As per the Budget 2009-10, LLP will be treated as Partnership firms for the purpose of
Income Tax and will be taxed like a partnership firm.
Tax rate:
•
30% flat tax rate + 3% education cess
•
No Minimum Alternate Tax & Dividend Distribution Tax
Eligibility (section 184) :
In order for Limited Liability Partnership to be assessed as firm as Income Tax Act, it has
to
satisfy the following criteria
•
The LLP is evidenced by an instrument i.e. there is a written LLP Agreement.
•
The individual shares of the partners are very clearly specified in the deed.
•
A certified copy of LLP Agreement must accompany the return of income of the LLP of
the previous year in which the partnership was formed.
•
If during a previous year, a change takes place in the constitution of the LLP or in the
profit sharing ratio of the partners, a certified copy of the revised LLP Agreement shall be
submitted along with the return of income of the previous years in question.
•
There should not be any failure on the part of the LLP while attending to notices given by
the Income Tax Officer for completion of the assessment of the LLP.

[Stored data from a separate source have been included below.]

PR #6775, opened 2023-03-24
Unique attributes

krishnangovindraj:
**For the title of this PR:** please follow the grammatical rules of a usual publication title, without capitalisation (except for the first letter). Thus, the title should NOT CONTAIN CODE: no dots, no parentheses, no backticks, no brackets, etc. It needs to be distinctive (not detailed) and succinct (not lengthy). Details of this PR will go in the description. **For the description of this PR:** please replace every line in curly brackets ( { like this } ) with an appropriate description following the guidance. Finally, **please remove this paragraph**.

  - its responsibility, 


dependencies/vaticle/repositories.bzl
```diff
@@ -27,8 +27,8 @@ def vaticle_dependencies():
 def vaticle_typeql():
     git_repository(
         name = "vaticle_typeql",
-        remote = "https://github.com/vaticle/typeql",
-        tag = "2.14.0",  # sync-marker: do not remove this comment, this is used for sync-dependencies by @vaticle_typeql
+        remote = "https://github.com/krishnangovindraj/typeql",
+        commit = "61cdbdb3aff9fd16beb4d99b1ba6778e6ee2459a",  # sync-marker: do not remove this comment, this is used for sync-dependencies by @vaticle_typeql
```
krishnangovindraj, line 31: Shouldn't merge till this is done.

graph/edge/impl/TypeEdgeImpl.java
```diff
@@ -344,6 +379,69 @@ public void commit() {
      */
     public static class Persisted extends TypeEdgeImpl implements TypeEdge {
 
+        public static class EncodedValue {
+            private static final byte KEY_OVERRIDEN = 1;
```
krishnangovindraj, line 383: We store the information that an OWNS edge has the unique constraint in the RocksDB value for the TypeEdge.
Originally, this value was only used for the overriden type (`owns concrete-attribute AS abstract-attributes`).

We convert the value into a key-value list. Thankfully, the overriden bytes were vertices, so they have a prefix. 
We recognise & handle this case for backward compatibility, but we insert new ones with KEY_OVERRIDEN as a key.

This can be extended to include cardinality information.

graph/edge/impl/TypeEdgeImpl.java
```diff
@@ -344,6 +379,69 @@ public void commit() {
...
+            private static final byte KEY_UNIQUE = 2;
+            // We used to store the overridden type directly
+            //  Encoding.prefix.VERTEX_ATTRIBUTE_TYPE.key = 111;
+            //  Encoding.prefix.VERTEX_ROLE_TYPE.key = 113;
```
krishnangovindraj, line 387: Need a better way to mark that these are expected values.
I'm afraid of using `private static final byte KEY_LEGACY_ROLE_TYPE = Encoding.prefix.VERTEX_ROLE_TYPE.key()` and introducing static initialisation dependencies.

krishnangovindraj (commented):
self review

server/concept/TypeService.java
```diff
@@ -352,13 +353,14 @@ private void getOwnsOverridden(ThingType thingType, ConceptProto.ThingType.GetOw
 
     private void setOwns(ThingType thingType, ConceptProto.ThingType.SetOwns.Req setOwnsRequest, UUID reqID) {
         AttributeType attributeType = getThingType(setOwnsRequest.getAttributeType()).asAttributeType();
-        boolean isKey = setOwnsRequest.getIsKey();
+        // TODO: Support unique over ConceptAPI
+        TypeEdge.UniquenessConstraint unique = setOwnsRequest.getIsKey() ? TypeEdge.UniquenessConstraint.KEY : TypeEdge.UniquenessConstraint.NONE;
```
benjaminasmall, line 357: Don't forget this.

pattern/constraint/type/OwnsConstraint.java
```diff
@@ -77,14 +83,18 @@ public Optional<TypeVariable> overridden() {
...
     }
 
+    public TypeEdge.UniquenessConstraint uniqueness() {
+        return uniqueness;
+    }
+
     public boolean isKey() {
-        return isKey;
+        return uniqueness == TypeEdge.UniquenessConstraint.KEY;
     }
```
benjaminasmall, line 92: This method should no longer be useful. If it is still used, you'll want to trace where and update that code based on the new `UniquenessConstraint`.

concept/type/impl/ThingTypeImpl.java
```diff
@@ -440,6 +493,21 @@ public AttributeType getOwnsOverridden(AttributeType attributeType) {
...
+    }
+
+    @Override
+    public boolean isOwnedUniqueExplicit(AttributeType attributeType) {
+        TypeVertex attrVertex = graphMgr.schema().getType(attributeType.getLabel());
+        if (attrVertex != null) {
+            TypeEdge ownsEdge = vertex.outs().edge(OWNS, attrVertex);
+            return ownsEdge != null && ownsEdge.unique();
+        }
+        return false;
```
benjaminasmall, line 508: I'm surprised you don't have an else here. Not important; just an observation.

concept/type/impl/ThingTypeImpl.java
```diff
@@ -379,49 +439,53 @@ FunctionalIterator<AttributeTypeImpl> overriddenOwns(boolean onlyKey, boolean tr
...
-    @Override
-    public Forwardable<AttributeType, Order.Asc> getOwnsExplicit(AttributeType.ValueType valueType) {
-        return getOwnsExplicit(valueType, false);
+    boolean ownsHasAnnotations(AttributeTypeImpl attributeType, Set<TypeQLToken.Annotation> annotations) {
+        return getSupertypes().anyMatch(ownerType -> attributeType.getSupertypes().anyMatch(ownedType -> {
+            TypeEdge edge;
+            edge = ownerType.vertex.outs().edge(OWNS, ownedType.vertex);
+            if (edge == null) edge = ownerType.vertex.outs().edge(OWNS_KEY, ownedType.vertex);
+            return edge != null && edge.annotations().containsAll(annotations);
+        }));
```
krishnangovindraj, line 463: Function to filter on annotations.
Not very efficient because we apply this to every type returned by `getOwns`/`getOwners`

lveillard:
I see that it is too late, but there is one related issue that could be interesting
https://github.com/vaticle/typedb/issues/6658

Prisma has a great way to differentiate between @unique and @keys, which also enables **composite Ids**

flyingsilverfin:
TODO: optimise data verification during a key or unique ownership

flyingsilverfin:
> 

I think that is not in scope for this change :) Good to know people are watching our work ;)

flyingsilverfin (approved):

Implications for conversion of partnership firm into LLP
Limited Liability concept combines the organizational flexibility of a partnership firm
coupled
with the advantage of limited liability for its partners. The key features of the LLP such
as a
separate legal entity with unlimited number of partners, no partner being liable on
account of
the independent or unauthorized actions of other partner(s), liability of partners being
limited
to the respective stake of each partner in the LLP, are a distinct advantage over other
form of
organization.
Such distinct features would be the key drivers for forming LLP, rather than, partnership
firm for
planning different structures.
A.
Major advantages of conversion:
•
There is no limit to maximum number of partner, therefore gives you opportunity to
expand your business
•
The liability of Partners is limited to the amount which is agreed between the partners to
be contributed towards the LLP. If One partner has agreed to pay Rs 10,000, his liability
will be limited to Rs 10,000 only.
•
Partners can decide between themselves as to how the business will be managed.
•
No exposure to personal assets of the partners
•
Partners are not agents of other partners.
•
Business will be recognized by the name of LLP and not individual partners, therefore
LLP can create goodwill of its own.
•
Recognized as body corporate therefore it will be easy to attract finance from market
•
LLP will be taxed as Partnership firms and therefore no Mat & dividend distribution tax
despite of the fact, that LLP is a body corporate.
•
Ideal for partners , who wish to invest money but are not willing to take part in the
management or business
•
Partners can transfer their right to share profits to anyone else.
•
Foreign Investment is also allowed, therefore it will be possible to access to foreign
expertise.
•
Partners can decide between themselves as to how the business will be managed.
•
Partner can enter Joint Ventures with other parties in the name of LLP, which is
otherwise not feasible in case of partnerships
B.
Status upon conversion.
It is essential to note that on conversion, all the partners of the partnership firm shall
become the partners of the LLP. It is provided that no other person would become
partner on conversion into an LLP for the simple reason that on conversion, it should be
a mirror image.
On conversion, all the tangible (movable and immovable) property and the intangible
property, all assets, interest, rights, privileges, liabilities, obligations of the firm/Company
shall stand transferred to, and vest in, the LLP. Also, the firm so converted into an LLP
shall cease to exist upon conversion.
C.
Liability of the Partners after conversion
Every partner of the partnership firm that is converted into an LLP shall continue to be
personally liable (jointly and severally) for the liabilities and obligations of the
partnership
which were incurred prior to the conversion or which arose before the conversion.
Such provisions are not applicable in the case of conversion of a company into an LLP,
presumably since liability of shareholders in a company is anyway limited.